Vor einigen Wochen fragte eine österreichische Wochenzeitung ihre Leser nach deren liebsten Kinderbüchern. Aus den am häufigsten genannten schnürte man ein Paket mit zehn Empfehlungen für den Schulbeginn. Das aktuellste darunter sind Christine Nöstlingers „Die besten Geschichten vom Franz“, die meisten Bücher lagen schon in den Fünfziger- und Sechzigerjahren des vergangenen Jahrhunderts in den Schaufenstern. Da wären etwa die „Omama im Apfelbaum“ und „Die kleine Hexe“, „Jim Knopf“ oder „Der alte und der junge und der kleine Stanislaus“. Alles wunderbare Bücher, natürlich. Klassiker. Dass bei den drei Stanisläusen immer nur Bub, Vater und Opa Abenteuer erleben, während Mädchen, Mutter und Oma sich um den Haushalt kümmern, muss man wohl auch nicht so eng sehen.
Aber: Woher kommt die besonders konservative Haltung gerade bei Kinderbüchern? Aus Misstrauen neuen Themen gegenüber? Vertraut man den Autoren und ihrer Sprache nicht? Ist schlicht Sentimentalität der Grund?

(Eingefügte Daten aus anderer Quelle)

PR #1013, opened 2025-01-13
Change `object` and `optional` to support exact optional props

### LINKED ISSUE #983: Runtime behavior of `optional`/`undefinedable` doesn’t match TS with exactOptionalPropertyTypes

fabian-hiller:
FIx #983


andersk:
Seems mostly good, but optional defaults are broken:

```js
> v.parse(v.object({ a: v.optional(v.string(), "foo") }), {})
{}
```

(expected `{ a: 'foo' }`)

fabian-hiller:
I think this is fixed now. I also added support for the `nullish` schema. This PR increases the bundle size of `object` by 100 bytes. If those 100 bytes fix all our problems, it should be fine.

The new behavior (these are breaking changes) of this PR is as follows:
- `optional` no longer allows `undefined` as a value, it only allows missing entries
- Users must explicitly allow `undefined` by using `undefinedable` or `union` inside `optional`
- `object` now distinguishes between missing and `undefined` values and only allows missing entries if the outer schema of an entry is `optional` or `nullish`
- Any other schema will return an issue for missing object keys

If we think this is the right solution for Valibot, I would also update these changes in `looseObject`, `strictObject` and `objectWithRest`. I would also update the tests to match the new behavior.

fabian-hiller:
I have implemented your feedback and removed support for missing keys when using the `nullish` schema. The idea behind this change was to make our API more consistent. The only way to make an object entry optional now is to explicitly use `optional` as the outermost schema of the entry.

Furthermore, I refactored the implementation of the `object` schema and optimized its bundle size. These changes lowered the addition required bytes from about 100 to 77.

I think this PR is going in the right direction. My next steps are to apply these changes to the entire codebase and update our tests. Once this PR is done, I will probably create a GitHub discussion to explain these changes and reach out to the community and ask for feedback.

fabian-hiller:
Please discuss with use in #1022.

fabian-hiller:
I followed @xcfox's idea: https://github.com/fabian-hiller/valibot/discussions/1022#discussioncomment-11873529

fabian-hiller:
Valibot v1.0.0-beta.13 is available

PR #1023, opened 2025-01-18
feat: create `entriesFromObjects` utils

### LINKED ISSUE #1017: Side effects when using the spread operator to merge objects
Currently, if we use the spread operator (`...`) to [merge objects](https://valibot.dev/api/object/#merge-several-objects) as shown below, it causes side effects and cannot be tree-shaken:

```js
const ParentSchema = v.object({
  foo: v.string(),
});

const LoginSchema = v.object({
  ...ParentSchema.entries, // <- side effect
  email: v.pipe(v.string(), v.email()),
  password: v.pipe(v.string(), v.minLength(8)),
});
```

Playground
https://stackblitz.com/edit/node-gq8gcqea?file=index.js

The reason is that bundlers like Rollup set [`propertyReadSideEffects`](https://github.com/rollup/rollup/blob/1f1e6c7929a3b1d47ca304882b503bbda12fa617/src/utils/options/options.ts#L115) to `true` by default, which means the spread operator is treated as a side effect.

We can set the [`treeshake.preset`](https://rollupjs.org/configuration-options/#treeshake-preset) to `"smallest"` to disable `propertyReadSideEffects` and make it tree-shakeable but this may cause other issues.

## Solution

I wonder if we could have a `v.merge` function with a `@__NO_SIDE_EFFECTS__` annotation for merging objects, making it possible for bundlers to tree-shake it:

```js
// @__NO_SIDE_EFFECTS__
function merge(a, b) {
  return v.object({
    ...a.entries,
    ...b.entries,
  });
}
```

Usage

```js
const ParentSchema = v.object({
  foo: v.string(),
});

const LoginSchema = v.merge(
  ParentSchema,
  v.object({
    email: v.pipe(v.string(), v.email()),
    password: v.pipe(v.string(), v.minLength(8)),
  })
);
```

It would be even better if the `v.merge` function supported an unlimited number of arguments to merge multiple objects at once.

### Alternative: Supports input array in `v.object`

Also, I am wondering if we can support input an array of `entries` in `v.object`, like:

```js
// @__NO_SIDE_EFFECTS__
function object(entries, message) {
  if (Array.isArray(entries)) {
    return v.object(
      entries.reduce((acc, current) => ({ ...acc, ...current }), {}),
      message
    );
  }
  // ... original implementation
}
```

Usage

```js
const ParentSchema = v.object({
  foo: v.string(),
});

const LoginSchema = v.object([
  ParentSchema.entries,
  {
    email: v.pipe(v.string(), v.email()),
    password: v.pipe(v.string(), v.minLength(8)),
  }
]);
```

It can also be tree-shaken as the spread operator is not used.

---
Thanks @antfu for helping clarify this issue.

serkodev:
Resolve #1017

This PR create an new util `entriesFromObjects`. You can use it extract entries from multiple objects for prevent using spread operator (`...`) and `.entries` (property access behavior) for better tree-shaking result.

Original extends `v.object`

```js
const ParentSchema = v.object({
  foo: v.string(),
});

const Schema = v.object({
  ...ParentSchema.entries,
  bar: v.string(),
});
```

With new `entriesFromObjects`

```js
const ParentSchema = v.object({
  foo: v.string(),
});

const Schema = v.object(
  v.entriesFromObjects(
    ParentSchema,
    v.object({
      bar: v.string(),
    })
  )
);
```


fabian-hiller:
Thanks for creating this PR!

I think your second code example in was meant to be:

```ts
const ParentSchema = v.object({
  foo: v.string(),
});

const Schema = v.object(
  v.entriesFromObjects(
    ParentSchema,
    v.object({
      bar: v.string(),
    })
  )
);
```

fabian-hiller:
Should we add a TypeScript overload signature that forces the user to pass at least two object schemas to `entriesFromObjects`?

```ts
export function entriesFromObjects<
  const TSchema1 extends Schema,
  const TSchema2 extends Schema,
  const TSchemas extends Schema[],
>(
  schema1: TSchema1,
  schema2: TSchema2,
  ...schemas: TSchemas
): MergedEntries<TSchemas>;
```

serkodev:
Thanks for pointing out the mistake of the example 😆 just fixed.

> Should we add a TypeScript overload signature that forces the user to pass at least two object schemas to entriesFromObjects?

A great suggestion about forcing the user to pass a minimum of object schemas.

How about only enforcing at least 1 object schema?
I’m not sure if there might be some edge cases where someone uses this utility on a single object schema to avoid accessing the `.entries` property directly.

fabian-hiller:
I plan to finalize and merge this PR in the next one or two weeks.

fabian-hiller:
Sorry for my delay. I am busy with personal stuff. Hope to merge this after v1 RC is out.

serkodev:
> Sorry for my delay. I am busy with personal stuff. Hope to merge this after v1 RC is out.

No problem, take your time. 😁 Thanks!

fabian-hiller:
I changed the implementation a bit to better match our usual API design. Hope thats ok. Reach out if my changes cause any problems.

fabian-hiller:
v1.0.0-rc.1 is available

Oder Unwissenheit? Und lesen diese Erwachsenen abends Ingeborg Bachmann, Ilse Aichinger, Thomas Mann?
Ein gefressener Bruder. Die Konzentration auf die alten Werke macht es den neueren nicht gerade leicht. Dabei gibt es unter den aktuellen Kinder- und Jugendbüchern viele, die besondere Aufmerksamkeit verdient hätten, viele, die Klassiker werden könnten. Da sind Bilderbücher, so einfallsreich und witzig, dass man laut losprusten möchte. Etwa „Der Tag, an dem Louis gefressen wurde“ (Moritz Verlag, 2012), eine Heldengeschichte mit Erfindergeist. Oder das brillant illustrierte „Wo ist mein Hut?“ (NordSüd-Verlag, 2012), das seine Leser aufs Schönste täuscht. Es gibt leise und lebenskluge Geschichten über Solidarität wie „Ich bin's, Kitty“ von Mirjam Pressler (Beltz, 2018). Obwohl: Eigentlich sollte man alle Jugendbücher dieser wunderbaren Autorin und Übersetzerin im Regal haben. Es gibt packende, fantastische Romane und Reihen wie Timothée de Fombelles „Tobie Lolness“ (Gerstenberg, 2018) oder Zoran Drvenkars „Licht und Schatten“ (Beltz, 2019). Poetische Erzählungen über das Gefühlschaos der Pubertät wie Tamara Bachs „Wörter mit L“ (Carlsen, 2018). Sprachlich herausragende und rührende Romane wie „Mein Freund Pax“ (Sauerländer, 2017).